February
18, 2003 9:00 a.m. This
Land is Costcos Land
Cities
steal property, and give it to Costco.
ostco, the
big warehouse chain, took a minor p.r. hit last year when the city council
of Cypress, California, tried to kick a church off its land in order to
give it to the company. But this case does not appear to be an isolated
incident. The libertarian legal activists at the Institute
for Justice say that Costco is a major beneficiary of local governments'
abuse of their power to seize private property. They want to put an end
to that abuse.
The institute does
not deny that governments have the power to seize private property "for
public use," so long as they provide "just compensation"
(the wording of the Fifth Amendment to the Constitution). But it insists
that such seizures should be limited to actual public uses. Taking someone's
property to sell it to a company doesn't count.
There's no central
database of beneficiaries of eminent-domain abuse. But Dana Berliner,
a lawyer at the institute, has been collecting news reports and case filings
about these transfers of property since the beginning of 1998. "Of
the big-box retailers, Costco shows up the most," she says. In late
2001, a Costco shareholder, Susan Watson wrote to the company's headquarters
expressing her concern at the company's tactics. Its chief legal officer
wrote a response that conceded that "there are probably dozens"

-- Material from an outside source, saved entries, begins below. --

PR #895, opened 2019-11-14
Feature/issue 813 client sends notification token to server

rasmus-storjohann-PG:


src/api/index.ts
```diff
@@ -73,3 +74,21 @@ async function createAPIResponse(response: Response): Promise<APIResponse> {
...
+
+export async function putPushNotificationToken(token: string, locale: Locale): Promise<APIResponse> {
+    const url = createPushNotificationTokenUrl(baseUrl, token);
+    const response = await fetch(url,
+        {
+            method: 'PUT',
+            headers: [
+                ['Content-Type', 'application/json'],
+            ],
+            body: JSON.stringify({ 'locale': locale.code }),
```
bensinjin: A bit of an odd syntax for an object - can probably drops the single quotes around locale.

src/application/store.ts
```diff
@@ -6,6 +6,7 @@ import { runSaga, ApplicationSaga } from '../sagas';
 import { loadFontsActions } from '../stores/fonts';
 import { loadLocaleRequest } from '../stores/locale/actions';
 import { UserDataPersistence } from '../stores/user_data';
+import { request as requestPushNotificationPost } from '../sagas/post_push_notification_token';
```
bensinjin: Not sure the fact that you're PUTing (not POSTing) is all that important in naming these.

bensinjin:
> As it stands the permission step on iOS fails - we get a status of "undetermined". We'll need to look into this.

So from the docs:

>iOS and Android simulators cannot receive push notifications. To test them out you will need to use a real-life device. Additionally, when calling Permissions.askAsync on the simulator, it will resolve immediately with "undetermined" as the status, regardless of whether you choose to allow or not.

We do still see the "undetermined" when running on a physical iOS device through the Expo app but I'd be tempted to test this further with a staging build.

ian-lin-PG:
> > As it stands the permission step on iOS fails - we get a status of "undetermined". We'll need to look into this.
> 
> So from the docs:
> 
> > iOS and Android simulators cannot receive push notifications. To test them out you will need to use a real-life device. Additionally, when calling Permissions.askAsync on the simulator, it will resolve immediately with "undetermined" as the status, regardless of whether you choose to allow or not.
> 
> We do still see the "undetermined" when running on a physical iOS device through the Expo app but I'd be tempted to test this further with a staging build.

We also have the debug build that's available.

Issue #62, opened 2024-11-21
Checklist 1: Bionic and Mutagen availability


worm-girl:
### Is your feature request related to a problem? Please describe.

This is a dev checklist to keep me organized. I want these all done before launch.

of Costco projects "where eminent domain or the threat of it has
been involved in acquiring land for redevelopment." (Costco representatives
did not return my phone calls for this article.)
One of these projects
was in Lancaster, California. Costco wanted to expand its store by knocking
down a 99 Cents Store. Costco threatened to leave the city if it didn't
get what it wanted. In 2000, federal judge Steven Wilson found that Lancaster
had improperly condemned the store: "In this case, the evidence is
clear beyond dispute that Lancaster's condemnation efforts rest on nothing
more than the desire to achieve the naked transfer of property from one
private party to another. Indeed, Lancaster itself admits that the only
reason it enacted the [condemnation] was to satisfy the private expansion
demands of Costco. It is equally undisputed that Costco could have easily
expanded. . . onto adjacent property without displacing 99 Cents at all
but refused to do so. Finally, by Lancaster's own admissions, it was willing
to go to any lengths even so far as condemning commercially viable,
unblighted real property simply to keep Costco within the city's
boundaries. In short, the very reason that Lancaster decided to condemn
99 Cents' leasehold interest was to appease Costco. Such conduct amounts
to an unconstitutional taking for purely private purposes."
Cities engaging in
such property seizures typically claim that they are necessary to promote
economic development. Members of the city council in Cypress, and the
council's defenders, noted that Costco would generate more tax revenue
for the city than a church would (not surprising, considering that churches
are tax-exempt). But as Berliner notes, that's a dangerously far-reaching
justification. "Most people's homes would in fact produce more real-estate
taxes if they were Costco," she says. "If all it takes to condemn
someone's property is to say your house, if it were a Costco, would generate
more taxes, then we're all in trouble."
The economic-development
justification for property seizure is a license for abuse. It will always
be possible to dress up the appeasement of powerful financial interests
in an area in this fashion. The best economic-development strategy for
cities, in any case, is not to attack property rights but to maintain
their roads, apprehend and punish criminals, keep taxes low, and fix the
schools.
I'm less enamored
of litigation than the Institute for Justice. I also think that local
governments that abuse their eminent-domain powers-and the state governments
that allow this conduct-are more to blame than companies that take advantage
of this regime. But I'll give the last word to Berliner: "Big box
stores always try to justify their involvement in eminent domain by saying
oh, it's not up to us, it's up to the city. But transactions happen when
there's supply and demand, and if private businesses weren't happy to
take advantage of other people's property acquired by force and
at a discount then cities wouldn't do it. So I don't believe they
can claim they have no responsibility."